Collected data entries:
● ● ● ● ●

PR #511, opened 2026-06-17
fix(linux): backfill helpers at top-level scope (not inside fi())

No1Hoo:
## Summary

- `applyLinuxAppServerBackfillWaitPatch()` helper functions (`codexLinuxAppServerBackfillTimeoutMs`, etc.) were inserted inside `function fi()` (Sentry error handler) when neither legacy anchors nor `"use strict"` matched
- `createRequest()` calls `codexLinuxAppServerBackfillTimeoutMs()` from a class method at depth 2 — invisible inside `fi()` at depth 1
- Caused `ReferenceError: codexLinuxAppServerBackfillTimeoutMs is not defined` at login time

## Root Cause

The helper insertion logic used `"function za(e){...}"` as the anchor. When the DMG's webview bundle didn't contain that anchor (new bundle layout), the fallback matched `function fi()` — a **different top-level function**. Helpers ended up at depth 1 inside `fi()`, invisible to `createRequest()` at depth 2 in a class method.

## Fix

Add `"function fi("` as the **primary anchor** for helper insertion. Since `fi()` is a top-level function in the webview bundle, inserting the helpers **before** it places them at depth 0, visible to all scopes. Legacy anchors preserved as fallback for older bundle layouts.

**Verification:**
```
Helper def at depth: 0 ✅ (top-level)
fi() follows helper: ✅
Call site depth: 2 (visible from depth 0)
```

## Files Changed

- `scripts/patches/webview-assets.js` — anchor priority chain for backfill helper insertion

### DIFF
--- a/scripts/patches/webview-assets.js
+++ b/scripts/patches/webview-assets.js
@@ -701,15 +701,29 @@ function applyLinuxAppServerBackfillWaitPatch(currentSource) {
   let changed = false;
 
   if (!patchedSource.includes("function codexLinuxIsStateDbBackfillMessage(")) {
-    const helperAnchors = [
+    // Insert helpers at module top-level so they're visible to ALL scopes.
+    // The helpers must not land inside function fi() (Sentry handler) —
+    // createRequest() calls them from a different scope.
+    const fiAnchor = "function fi(";
+    const legacyAnchors = [
       "function za(e){let t=La.safeParse(e);return t.success?new Ba(t.data):e}",
       "function za(e){",
     ];
-    const helperAnchor = helperAnchors.find((anchor) => patchedSource.includes(anchor));
-    if (helperAnchor != null) {
-      patchedSource = patchedSource.replace(helperAnchor, `${helperSource}${helperAnchor}`);
+    let inserted = false;
+    if (patchedSource.includes(fiAnchor)) {
+      patchedSource = patchedSource.replace(fiAnchor, `${helperSource}${fiAnchor}`);
       changed = true;
-    } else if (shouldPatchTimeout) {
+      inserted = true;
+    }
+    if (!inserted) {
+      const legacyAnchor = legacyAnchors.find((anchor) => patchedSource.includes(anchor));
+      if (legacyAnchor != null) {
+        patchedSource = patchedSource.replace(legacyAnchor, `${helperSource}${legacyAnchor}`);
+        changed = true;
+        inserted = true;
+      }
+    }
+    if (!inserted && shouldPatchTimeout) {
       const timeoutMatch = patchedSource.match(timeoutNeedle);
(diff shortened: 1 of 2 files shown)


scripts/patches/webview-assets.js
```diff
@@ -701,15 +701,29 @@ function applyLinuxAppServerBackfillWaitPatch(currentSource) {
...
+    const legacyAnchors = [
       "function za(e){let t=La.safeParse(e);return t.success?new Ba(t.data):e}",
       "function za(e){",
     ];
-    const helperAnchor = helperAnchors.find((anchor) => patchedSource.includes(anchor));
-    if (helperAnchor != null) {
-      patchedSource = patchedSource.replace(helperAnchor, `${helperSource}${helperAnchor}`);
+    let inserted = false;
+    if (patchedSource.includes(fiAnchor)) {
+      patchedSource = patchedSource.replace(fiAnchor, `${helperSource}${fiAnchor}`);
```

---

The new primary anchor `"function fi("` is matched via `patchedSource.includes(...)` and then patched with a single `String.replace()`, which only rewrites the **first** occurrence. Two related risks per the ASAR-patch correctness pattern (replace ALL eligible occurrences / assert the needle is unique):

1. `"function fi("` is an extremely short, generic minified-identifier anchor. In a large minified webview bundle, a 2-char top-level function name like `fi` is not guaranteed unique — other functions/identifiers could collide, and even an unrelated `function fi(` declaration would be the insertion point. Unlike the legacy anchors (which carry a distinctive body), this anchor has no body specificity, so a collision silently inserts the helpers before the wrong function.

2. The helper block is inserted before the **first** `function fi(` match. If the bundle minifier ever assigns `fi` to a function that is itself nested (not top-level), the depth-0 guarantee the PR relies on breaks — and there is no assertion verifying `fi` is top-level at the matched site.

Consider anchoring on a more specific signature (e.g. `function fi(` plus a stable prefix of its body, mirroring how the legacy `za` anchor includes its body), or assert the match is unique/top-level before inserting. Note the added tests (lines 3531, 3547) do not exercise the new `fiAnchor` path at all — both existing fixtures hit the legacy `za(` / class-scan branches, so the new primary branch is currently untested.

avifenesh (commented):

---

Review of the backfill helper insertion anchor change in `scripts/patches/webview-assets.js`.

One concern about the new `"function fi("` primary anchor — flagged inline. The fix logic itself (top-level insertion to make helpers visible from `createRequest()` at depth 2) is sound; the worry is about anchor uniqueness/specificity given this repo's match-correctness pattern (P1).

ilysenko (approved):
Reviewed the updated head after tightening the helper insertion anchor and adding regression coverage. Local build and GitHub CI are green; no blockers found.

PR #513, opened 2026-06-17
[codex] x11 computer use improvements

Trevongit:
Adds the current computer-use work to the Linux wrapper and backend: shared-pid accessibility selection, Cinnamon/X11 compositor fallback, X11 package dependency wiring, and the opt-in X11/EWMH feature staging/tests.

Also includes the two local recovery notes written during the package-repair step.

Checks:
- node --test linux-features/x11-ewmh-computer-use/test.js
- cargo test -p codex-computer-use-linux select_accessibility_object_ref -- --nocapture
- git diff --cached --check


ilysenko:
Thanks for the work here. I can see useful ideas in the X11/computer-use part, but this PR has grown far beyond that scope.

The main issue is that it mixes a focused feature change with a lot of unrelated personal/local workflow infrastructure. We need changes in this repo to stay narrowly scoped and reviewable, especially around fresh install behavior, packaging, launcher logic, and updater rebuilds. Personal workflow helpers, local root certificates, fork-sync scripts, recovery notes, and machine-specific runbooks should not be bundled into core wrapper changes.

Concrete issues I found:

- `build-info.js` now depends on `scripts/organ-registry.js`, but the packaged update-builder does not stage that file, so updater rebuilds would break.
- Build metadata would include local machine paths and personal fork identity, for example `/home/trev/...` and `Trevongit`, and expose that in the app UI.
- The new `easy-update` flow assumes a remote named `upstream`, which is not true for normal clones.
- `publish-fork` blindly pushes to `origin`, which may be the main repository depending on the checkout.
- The launcher silently edits the user’s existing `~/.codex/state_5.sqlite` on cold start. Our supported path is fresh install behavior, not mutating old installed state.
- User-local install/update now always recreates desktop shortcuts and even creates `~/Desktop`, which ignores user preference and breaks idempotency.
- `make deploy` runs a report that fetches external OpenAI pages without a timeout, so a local install/deploy flow can hang on network issues.
- The X11 feature dependency handling is inconsistent: `xdotool` becomes a hard dependency for all native packages, even though the feature is optional, while the actual X11 plugin also needs `wmctrl` and `xprop`.
- The source overlay staging is not idempotent if the source tree is already patched.
- Several added docs/scripts are clearly local-machine workflow material rather than shared project behavior.

Please rework this as a much smaller, focused change. The next PR should contain only the X11/computer-use fresh-install pieces, with no personal workflow docs, no root-certificate metadata, no fork-sync helpers, no old-state database migration, and no unrelated desktop/update helper changes.

In general, please send changes in smaller steps: one purpose per PR, only the files needed for that purpose, and behavior that works from a normal fresh clone/fresh install.

Trevongit:
Thanks Gary — that makes sense.

I see this PR is now closed, which is fine. This was not intended to become
a broad upstream contribution in its current form. I am developing my fork
for my own local workflow and accidentally let personal/local workflow
infrastructure get bundled into a PR against upstream.

I agree that the X11/computer-use part is the only piece that might make
sense upstream, and that it would need to be separated into a much smaller
focused PR with no local workflow docs, root-certificate metadata,
fork-sync scripts, recovery notes, or machine-specific changes.

I’ll continue this work in my personal fork. If I later prepare anything
for upstream, I’ll keep it narrow, fresh-install focused, and limited to
the specific feature area.

Thanks for the review — it helped clarify the boundary.

PR #517, opened 2026-06-18
[codex] Fix Linux desktop settings row import

colonelpanic8:
## Summary

- Fix Linux Desktop settings rows after upstream `settings-row` export drift.
- Infer the correct `SettingsRow` export from the actual settings row asset instead of assuming `n`.
- Render the Linux source commit value as a direct clickable link when build metadata includes a commit URL.
- Update the native Keyboard Shortcuts fixture to model the current upstream row export map.

## Root Cause

Current upstream exports the `{ label, description, control }` settings row component as `r`, while `n` is now a grid row that accepts `{ label, children }`. The generated Linux Desktop settings page imported `n`, so labels rendered but descriptions and controls were empty.

## Validation

- `git diff --check`
- `node --test --test-name-pattern 'Linux desktop|Keybinds settings' scripts/patch-linux-window-ui.test.js`


ilysenko (approved):
Reviewed the current head and found no blockers. CI is green and the local patcher test suite passes.

PR #518, opened 2026-06-19
Fix Electron 42 required patch drift

moxw:
## Summary

- update the Linux tray patch for the Electron 42 main-process bundle shapes
- retarget the subagent nickname metadata descriptor to the Electron 42 webview bundle name
- keep both fixes in one PR because upstream-build tests all required patches against the same upstream DMG

## Validation

- MAX_BUILD_THREADS=0 ./install.sh --inspect --report-dir /tmp/codex-inspect-42-fixed ./Codex.dmg
- make build-app-fresh
- make package


scripts/patches/core/all-linux/extracted-app/owl-feature-binding/patch.js
```diff
@@ -0,0 +1,11 @@
...
+
+const { patchLinuxOwlFeatureBindingFallbackAssets } = require("../../../../main-process.js");
+
+module.exports = {
+  id: "linux-owl-feature-binding-fallback",
+  phase: "extracted-app",
+  order: 190,
+  ciPolicy: "required-upstream",
+  apply: patchLinuxOwlFeatureBindingFallbackAssets,
+};
```
avifenesh, line 20: *This is an auto review done by [revuto](https://github.com/avifenesh/revuto).*

---

This descriptor is `phase: "extracted-app"`, `ciPolicy: "required-upstream"`, and `apply` returns `patchLinuxOwlFeatureBindingFallbackAssets`, which returns `{ matched: 0, changed: 0 }` whenever no bundle in `.vite/build` contains `electron_common_owl_features` (e.g., the upstream binding loader is renamed/relocated so the string no longer appears, or the dir is missing).

Unlike the webview-asset path (which routes `matched === 0` through `recordAssetDescriptorPatch` → `descriptorFailureStatus` → `failed-required`), the extracted-app path in `engine.js` `applyExtractedAppPatchDescriptors` computes status purely from `result.changed`:

```js
result?.changed != null
  ? patchStatusFromChange(Boolean(result.changed), warnings, descriptor.ciPolicy)
  : "applied"
```

With `changed: 0` and no warnings, `patchStatusFromChange` returns `"already-applied"` — a SUCCESS_STATUS — so genuine upstream drift (binding string gone) is silently treated as success and never surfaces as `failed-required`. This is exactly the P2 failure mode (required-upstream patch demoted to skipped/passing). `patchLinuxOwlFeatureBindingFallbackPatch` also only `console.warn`s when the string is present but the regex shape drifts; if the whole bundle is gone there is no warning at all.

Sibling extracted-app descriptors that need matched-vs-changed disambiguation (e.g. `package-metadata`, `projectless-xdg-documents`) supply a custom `status` function. Consider adding a `status` that maps `matched === 0` to `failed-required` here so binding drift is not invisible.

avifenesh (commented):

---

Reviewed the Electron 42 patch-drift fixes. The tray-bundle retargeting (`appBrand`/`small` size handling), subagent-metadata descriptor widening, and the new Owl-feature-binding fallback patch are well-covered by tests. One concern about the new required-upstream extracted-app descriptor's drift visibility.

scripts/patches/core/all-linux/extracted-app/owl-feature-binding/patch.js
moxw: Addressed in 232c1c8: the descriptor now has a custom status that maps matched === 0 to failed-required for required-upstream drift, while preserving patchStatusFromChange for matched bundles. Added a regression covering the missing Owl binding bundle path in upstream-build validation.

scripts/patches/core/all-linux/webview/subagent-metadata/patch.js
```diff
@@ -10,8 +10,8 @@ module.exports = [
     phase: "webview-asset",
     order: 1050,
     ciPolicy: "required-upstream",
-    pattern: /^app-server-manager-signals-.*\.js$/,
-    missingDescription: "app-server manager webview bundle",
+    pattern: /^(?:app-server-manager-signals|use-host-config)-.*\.js$/,
```
avifenesh, line 13: *This is an auto review done by [revuto](https://github.com/avifenesh/revuto).*

---

This pattern now matches two distinct bundle families (`app-server-manager-signals-*` and `use-host-config-*`). Because `apply: applySubagentNicknameMetadataPatch` runs per matched file and the descriptor is `ciPolicy: "required-upstream"`, the engine's `recordAssetDescriptorPatch` reports success when `matched > 0` and `changed > 0` for the set as a whole — it does not require that *every* matching bundle was actually changed.

If both `app-server-manager-signals-*.js` and `use-host-config-*.js` are present but the metadata shape only lives in one of them, the patch is fine. But if the shape moved to `use-host-config` AND `app-server-manager-signals` still exists without the shape, `applySubagentNicknameMetadataPatch` should be a no-op on the non-matching file (not a warning), otherwise `patchAssetFiles` could emit a warning and flip a required descriptor to `failed-required` on a benign file. Please confirm `applySubagentNicknameMetadataPatch` returns the source unchanged without warning when the metadata literal is absent, so the widened pattern doesn't produce false required failures on the sibling bundle.

avifenesh (commented):

---

Reviewed the Electron 42 patch-drift fixes (tray bundle retargeting, subagent metadata pattern widening, and the new Owl feature binding fallback patch).

Key observations:

- The Owl feature binding fallback is correctly wired as `phase: "extracted-app"`, `ciPolicy: "required-upstream"`, with a custom `status` mapping `matched === 0 → failed-required`, so upstream bundle drift surfaces as a required failure rather than being silently demoted (matches the prior review feedback). Verified against `applyExtractedAppPatchDescriptors`/`patchStatusFromChange`.
- `patchLinuxOwlFeatureBindingFallbackAssets` scans all `.vite/build/*.js` candidates and processes every matching occurrence (no single-`replace()` blind spot), with deterministic `.sort()` and a stable pending-write phase.
- The tray patch's `legacyGetFileIconSize` capture group and `sizeExpression` callback preserve the original `getFileIcon` size argument across both the new `small`-only and legacy `win32?small:normal` bundle shapes.
- The subagent-metadata pattern widening to `(?:app-server-manager-signals|use-host-config)-.*\.js` retains `required-upstream` and is covered by the new descriptor test asserting both bundle names match and an unrelated bundle does not.

One point worth confirming inline below regarding the widened webview pattern.

scripts/patches/core/all-linux/webview/subagent-metadata/patch.js
moxw: Confirmed and covered in a1407e2: applySubagentNicknameMetadataPatch stays quiet for matched sibling bundles with no metadata markers. The regression keeps both app-server-manager-signals-* and use-host-config-* present, then asserts matched=2, changed=1, no warnings, the sibling file remains unchanged, and only the metadata bundle is patched.

ilysenko (approved):
Reviewed the current head for the fresh-install/current-upstream flow. No blockers found; CI and local patcher tests are green.

PR #519, opened 2026-06-19
[codex] Retarget subagent metadata patch for Electron 42

moxw:
## Summary

- retarget the required subagent nickname metadata patch to the Electron 42 `use-host-config-*` webview bundle
- keep the legacy `app-server-manager-signals-*` match for older upstream bundles
- add descriptor coverage for both bundle names

## Root cause

The upstream Electron 42.1.0 DMG moved the subagent metadata shape out of `app-server-manager-signals-*` and into `use-host-config-*`. The patch body still applies, but the descriptor no longer found the asset, causing critical patch enforcement to fail.

## Validation

- Aggregate branch validation with the tray fix from #518:
  - `MAX_BUILD_THREADS=0 ./install.sh --inspect --report-dir /tmp/codex-inspect-42-fixed ./Codex.dmg`
  - `make build-app-fresh`
  - `make package` after rerunning unsandboxed because sandboxed `fakeroot` could not preserve ownership

The aggregate build generated `codex-app/.codex-linux/patch-report.json` with required core counts `applied=13, already-applied=3` and `failed-required=0`.

Note: this PR is intentionally split from the tray fix. Full Electron 42 rebuild validation requires both required-patch fixes together.


moxw:
Superseded by #518, which now contains both required Electron 42 patch drift fixes so upstream-build can test them together.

● ● ● ● ●

* [Work instruction]: Whenever a line of the entries contains the string "rebuilds", copy that line.

* [Finished task]:
The main issue is that it mixes a focused feature change with a lot of unrelated personal/local workflow infrastructure. We need changes in this repo to stay narrowly scoped and reviewable, especially around fresh install behavior, packaging, launcher logic, and updater rebuilds. Personal workflow helpers, local root certificates, fork-sync scripts, recovery notes, and machine-specific runbooks should not be bundled into core wrapper changes.
- `build-info.js` now depends on `scripts/organ-registry.js`, but the packaged update-builder does not stage that file, so updater rebuilds would break.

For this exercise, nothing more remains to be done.